▸ **Information**
PR #1157, opened 2026-06-02
[PM-35796] Invite link Crypto Bundle Generation and Unsealing

BTreston:
## 🎟️ Tracking
https://bitwarden.atlassian.net/browse/PM-35796

## 📔 Objective
Create the admin console owned crate in the SDK + WASM bindings that call the new KM interface `InviteKeyBundle`. Also edits `InviteKeyBundle` to return an `EncString` instead of `B64`.

Wired up in the clients in https://github.com/bitwarden/clients/pull/21004


BTreston:
@claude review

coroiu (dismissed):
`bitwarden-organization-invite-link` seems very specific 🤷

crates/bitwarden-organization-invite-link/src/invite.rs
```diff
@@ -0,0 +1,201 @@
...
+///
+/// - `invite_key`: raw invite key encoded as base64Url. **MUST NOT be sent to the server.**
+/// - `sealed_invite_key_envelope`: invite key sealed with the org key, serialized as a Bitwarden
+///   EncString (`"2.iv|data|mac"`). Safe to send to the server.
+#[derive(Clone, Serialize, Deserialize)]
+#[cfg_attr(feature = "wasm", derive(Tsify), tsify(into_wasm_abi, from_wasm_abi))]
+#[serde(rename_all = "camelCase")]
+pub struct OrganizationInviteCryptoBundle {
+    /// Raw invite key as base64Url. CRITICAL: MUST NOT be sent to the server.
+    pub invite_key: String,
```
quexten:
```suggestion
    pub invite_key: SymmetricKey,
```

crates/bitwarden-organization-invite-link/src/invite.rs
```diff
@@ -0,0 +1,201 @@
...
+    /// Invite key sealed with the organization key, as a Bitwarden EncString (`"2.iv|data|mac"`).
+    pub sealed_invite_key_envelope: String,
```
quexten:
```suggestion
    pub sealed_invite_key_envelope: EncString,
```

Ideally the newtype should actually be wasm exposed. I'm not sure why we didn't in the first place. But we should always use as specific of a type as possible, even if they are newtypes around string.

On the WASM side you can still directly pass the generated type into functions expecting string, though using a newtype there is also preferred.

crates/bitwarden-organization-invite-link/src/invite.rs
```diff
@@ -0,0 +1,201 @@
...
+    UnsealingFailed(InviteKeyBundleError),
+}
+
+/// The cryptographic bundle for an organization member invite.
+///
+/// - `invite_key`: raw invite key encoded as base64Url. **MUST NOT be sent to the server.**
+/// - `sealed_invite_key_envelope`: invite key sealed with the org key, serialized as a Bitwarden
+///   EncString (`"2.iv|data|mac"`). Safe to send to the server.
+#[derive(Clone, Serialize, Deserialize)]
+#[cfg_attr(feature = "wasm", derive(Tsify), tsify(into_wasm_abi, from_wasm_abi))]
```
quexten: Do we not need uniffi? Is this just in web for now?

crates/bitwarden-organization-invite-link/src/invite.rs
```diff
@@ -0,0 +1,201 @@
...
+use bitwarden_crypto::{BitwardenLegacyKeyBytes, KeyStore, SymmetricCryptoKey, key_slot_ids};
+use bitwarden_error::bitwarden_error;
+use bitwarden_organization_crypto::{InviteKeyBundle, InviteKeyBundleError, InviteKeyEnvelope};
+use serde::{Deserialize, Serialize};
+use thiserror::Error;
+#[cfg(feature = "wasm")]
+use tsify::Tsify;
+
+/// Errors from generating an organization invite crypto bundle.
+#[allow(missing_docs)]
```
quexten:
```suggestion
```

Please add docs. The missing docs allow is only meant for cases where we did not yet provide docs.

crates/bitwarden-organization-invite-link/src/invite.rs
```diff
@@ -0,0 +1,201 @@
...
+    /// Raw invite key as base64Url. CRITICAL: MUST NOT be sent to the server.
+    pub invite_key: String,
+    /// Invite key sealed with the organization key, as a Bitwarden EncString (`"2.iv|data|mac"`).
+    pub sealed_invite_key_envelope: String,
+}
+
+impl std::fmt::Debug for OrganizationInviteCryptoBundle {
+    fn fmt(&self, f: &mut std::fmt::Formatter<'_>) -> std::fmt::Result {
+        f.debug_struct("OrganizationInviteCryptoBundle")
+            .field("invite_key", &"<REDACTED>")
```
quexten: If invite key were using the proper symmetrickey type, this would not be needed because symmetrickey already implemnets debug and prevents you from logging it. That's why using string here is dangerous / relies on you not logging it.

crates/bitwarden-organization-invite-link/src/invite.rs
```diff
@@ -0,0 +1,201 @@
...
+                "sealed_invite_key_envelope",
+                &self.sealed_invite_key_envelope,
+            )
+            .finish()
+    }
+}
+
+/// Generates a new [`OrganizationInviteCryptoBundle`] sealed with the provided organization key.
+///
+/// Each call produces a unique, non-deterministic invite key.
```
quexten:
```suggestion
/// Each call produces a unique invite key sampled from a secure cryptographic source.
```

crates/bitwarden-organization-invite-link/src/invite.rs
```diff
@@ -0,0 +1,201 @@
...
+///
+/// # Security
+/// The `invite_key` field MUST NOT be sent to the server.
+#[cfg_attr(feature = "wasm", wasm_bindgen::prelude::wasm_bindgen)]
+pub fn generate_organization_invite_crypto_bundle(
+    org_key: Vec<u8>,
```
quexten:
```suggestion
    org_key: &SymmetricKey,
```

Please do not use `Vec<u8>` or `String` to represent keys. We want to use the `SymmetricKey` type for this.

crates/bitwarden-organization-invite-link/src/invite.rs
```diff
@@ -0,0 +1,201 @@
...
+}
+
+/// Unseals a `sealedInviteKeyEnvelope` (produced by [`generate_organization_invite_crypto_bundle`])
+/// using the organization key, returning the raw invite key as a base64Url string.
+///
+/// The returned invite key is safe to embed in a URL fragment for distribution to invitees.
+#[cfg_attr(feature = "wasm", wasm_bindgen::prelude::wasm_bindgen)]
+pub fn unseal_organization_invite_key(
+    org_key: Vec<u8>,
+    sealed_invite_key_envelope: String,
```
quexten:
```suggestion
    org_key: SymmetricKey,
    sealed_invite_key_envelope: &EncString, // OR &InviteKeyEnvelope??
```

quexten (changes requested):

quexten:
@BTreston Looks mostly good, but we have a few times where we are using generic types (String, Vec<u8>) when we can use the newtypes (SymmetricKey, EncString). These are preferred because the provide better type safety, but also prevent dangerous logging of cryptographic material.

crates/bitwarden-organization-invite-link/src/invite.rs
BTreston: Invite link is only configurable in admin console, which I don't think is available in any other clients beside web.

crates/bitwarden-organization-invite-link/src/invite.rs
```diff
@@ -0,0 +1,215 @@
...
+ * The `inviteKey` field MUST NOT be sent to the server.
+ */
+export function generate_organization_invite_crypto_bundle(org_key: SymmetricKey): OrganizationInviteCryptoBundle;
+
+/**
+ * Unseals a sealed invite key envelope using the organization key,
+ * returning the raw invite key as a base64Url string.
+ */
+export function unseal_organization_invite_key(org_key: SymmetricKey, sealed_invite_key_envelope: InviteKeyEnvelope): InviteKeyData;
+"#;
```
BTreston: I'm not really a fan of this. It requires this block of manually defined function bindings to be manually updated in lock-step with changes to the actual rust definitions, which is easily missed and kinda feels like it misses the whole point of using `wasm_bindgen`... But I could not figure out how to get the generated bindings to have the correct `SymetricKey` type that exists in clients (would generate as `uint8Array`)

crates/bitwarden-organization-crypto/src/wasm.rs
```diff
@@ -1,20 +1,30 @@
...
 "#;
 
+#[wasm_bindgen::prelude::wasm_bindgen(typescript_custom_section)]
+const TS_INVITE_KEY_ENVELOPE: &'static str = r#"
+export type InviteKeyEnvelope = Tagged<string, "InviteKeyEnvelope">;
+"#;
+
+/// WASM bindings for organization cryptography operations.
+#[wasm_bindgen::prelude::wasm_bindgen]
+pub struct OrganizationCryptoWasm;
```
quexten: I'm a bit confused what this does?

crates/bitwarden-organization-invite-link/src/invite.rs
```diff
@@ -0,0 +1,215 @@
...
+
+/// WASM bindings for organization invite link cryptographic operations.
+///
+/// Exposes [`generate_organization_invite_crypto_bundle`] and
+/// [`unseal_organization_invite_key`] to JavaScript/TypeScript consumers.
+#[cfg(feature = "wasm")]
+#[wasm_bindgen::prelude::wasm_bindgen]
+pub struct OrganizationInviteLinkWasm;
```
quexten: @BTreston Please have a look at the guide here: https://contributing.bitwarden.com/architecture/sdk/adding-functionality. This should use a Client. An example implementation is here: https://github.com/bitwarden/sdk-internal/blob/fe65dc5432c08a92ec03c419d2a02a5bcdcd5cb4/crates/bitwarden-vault/src/folder/folder_client.rs#L17.

The functions you are writing should be implemented on this client.
This massively simplifies the manual TS you are writing.

crates/bitwarden-organization-invite-link/src/invite.rs
quexten: I agree, this is definitely not great. I think the first step is to make these be implementations on top of a struct (the client struct), instead of static functions. That may already fix the wasm bindgen issues you are facing. If not I'll take a look because we don't expect most teams to dig into wasm bindgen deeply.

crates/bitwarden-organization-invite-link/src/invite.rs
```diff
@@ -0,0 +1,215 @@
...
+}
+
+/// Generates a new [`OrganizationInviteCryptoBundle`] sealed with the provided organization key.
+///
+/// Each call produces a unique key sampled from a secure cryptographic source.
+///
+/// # Security
+/// The `invite_key` field MUST NOT be sent to the server.
+#[cfg_attr(feature = "wasm", wasm_bindgen::prelude::wasm_bindgen(skip_typescript))]
+pub fn generate_organization_invite_crypto_bundle(
```
quexten: Let's not pass in the symmetric crypto key at all. If you implement this as a client, then you have access to the keycontext. The key context can give you the symmetric key for any organization. So then this simplifies down to:

- Pass in org UUID
- Code here reads key from ctx for org uuid
- Encryption happens via KM API

This also prevents you from ever having to deal with keys, since you can just pass the ctx, key slot to the invitekeybundle::make function.

crates/bitwarden-organization-invite-link/src/invite.rs
```diff
@@ -0,0 +1,215 @@
...
+    })
+}
+
+/// Unseals a `sealedInviteKeyEnvelope` (produced by [`generate_organization_invite_crypto_bundle`])
+/// using the organization key, returning the raw invite key as [`InviteKeyData`].
+///
+/// The returned invite key is safe to embed in a URL fragment for distribution to invitees.
+#[cfg_attr(feature = "wasm", wasm_bindgen::prelude::wasm_bindgen(skip_typescript))]
+pub fn unseal_organization_invite_key(
+    org_key: SymmetricCryptoKey,
```
quexten: Same comment here. You don't need to / shouldn't need to pass in the key. It should just come from the key context that you can get from the client.

crates/bitwarden-organization-invite-link/src/invite.rs
```diff
@@ -0,0 +1,215 @@
...
+    }
+
+    #[signing]
+    enum LocalSigningKeySlotId {
+        #[local]
+        Local(LocalId),
+    }
+
+    LocalKeySlotIds => LocalSymmetricKeySlotId, LocalPrivateKeySlotId, LocalSigningKeySlotId;
+}
```
quexten:
```suggestion

```
not required if you use the ctx from the `Client`.

quexten (changes requested):

crates/bitwarden-organization-crypto/src/wasm.rs
```diff
@@ -1,20 +1,26 @@
...
 
 #[wasm_bindgen::prelude::wasm_bindgen(typescript_custom_section)]
-const TS_CUSTOM_TYPES: &'static str = r#"
+const TS_INVITE_KEY_DATA: &'static str = r#"
 export type InviteKeyData = Tagged<string, "InviteKeyData">;
 "#;
 
+#[wasm_bindgen::prelude::wasm_bindgen(typescript_custom_section)]
+const TS_INVITE_KEY_ENVELOPE: &'static str = r#"
+export type InviteKeyEnvelope = Tagged<string, "InviteKeyEnvelope">;
```
quexten: Looks like this is duplicated with the invite link client? We have two custom type sections? I suggest they should only be in the organization crypto crate.

crates/bitwarden-organization-invite-link/src/invite_link_client.rs
```diff
@@ -0,0 +1,214 @@
...
+#[wasm_bindgen::prelude::wasm_bindgen(typescript_custom_section)]
+const TS_INVITE_KEY_DATA: &'static str = r#"
+export type InviteKeyData = Tagged<string, "InviteKeyData">;
+"#;
+
+#[cfg(feature = "wasm")]
+#[wasm_bindgen::prelude::wasm_bindgen(typescript_custom_section)]
+const TS_INVITE_KEY_ENVELOPE: &'static str = r#"
+export type InviteKeyEnvelope = Tagged<string, "InviteKeyEnvelope">;
+"#;
```
quexten:
```suggestion
```

quexten (commented):
Only small stuff remaining, mostly looking very good :)

crates/bitwarden-organization-crypto/src/wasm.rs
quexten: Looks like this is the same as https://github.com/bitwarden/sdk-internal/pull/1157#discussion_r3376402809

quexten:
Also looks like there are build issues now that https://github.com/bitwarden/sdk-internal/pull/1165 merged

crates/bitwarden-organization-crypto/src/wasm.rs
BTreston: In my fairly limited knowledge, the trait impls didn't produce standalone symbols and the consts aren't marked with `#[used]`. These were dropped during the linking process. Adding this fixed that because it emits sysmbols that the linker didn't drop.

crates/bitwarden-organization-crypto/src/wasm.rs
```diff
@@ -1,20 +1,30 @@
...
 use std::str::FromStr;
 
 use wasm_bindgen::convert::{FromWasmAbi, IntoWasmAbi, OptionFromWasmAbi};
 
 use crate::{InviteKeyBundleError, InviteKeyData, InviteKeyEnvelope};
 
+/// WASM bindings for organization cryptography operations.
+#[wasm_bindgen::prelude::wasm_bindgen]
+pub struct OrganizationCryptoWasm;
+
```
quexten:
```suggestion
```

quexten (commented):
Seems to build without the struct here.

crates/bitwarden-organization-crypto/src/wasm.rs
BTreston: Interesting. I get errors in the generated bindings file on my machine without this. This breaks the consuming code in the /clients repo (for me locally)
```
bitwarden_wasm_internal.d.ts:3030:14 - error TS2304: Cannot find name 'InviteKeyData'.

3030   inviteKey: InviteKeyData;
                  ~~~~~~~~~~~~~

bitwarden_wasm_internal.d.ts:3034:28 - error TS2304: Cannot find name 'InviteKeyEnvelope'.

3034   sealedInviteKeyEnvelope: InviteKeyEnvelope;
                                ~~~~~~~~~~~~~~~~~


Found 2 errors in the same file, starting at: bitwarden_wasm_internal.d.ts:3030
```
Maybe there is something on my end that's messed up. Any thoughts?

BTreston: This struct isn't needed if these custom ts type defs live next to their respective rust structs. IMO this is also nice b/c colocating these makes the intent clearer. As far as I can tell, there needs to be some concrete implementer (some struct or even a fn possibly?) that must implement [wasn_bindgen] in order to append these bindings to the generated d.ts file. I checked the generated bindings from `main` locally and it looks like the tagged string types are also not present there (at least according to my local LSP).

quexten: Are you saying the types do show up when colocating the typedefs with the structs? If so, let's do that.

quexten (approved):

quexten:
Thanks @BTreston for taking the time to address the feedbaack. Changes look good from my side now.

eliykat (approved):

coroiu (approved):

▸ **About this task**
Scan the material above. Extract every line in which the word "step" occurs.

▸ **Problem solution**
BTreston: I'm not really a fan of this. It requires this block of manually defined function bindings to be manually updated in lock-step with changes to the actual rust definitions, which is easily missed and kinda feels like it misses the whole point of using `wasm_bindgen`... But I could not figure out how to get the generated bindings to have the correct `SymetricKey` type that exists in clients (would generate as `uint8Array`)
quexten: I agree, this is definitely not great. I think the first step is to make these be implementations on top of a struct (the client struct), instead of static functions. That may already fix the wasm bindgen issues you are facing. If not I'll take a look because we don't expect most teams to dig into wasm bindgen deeply.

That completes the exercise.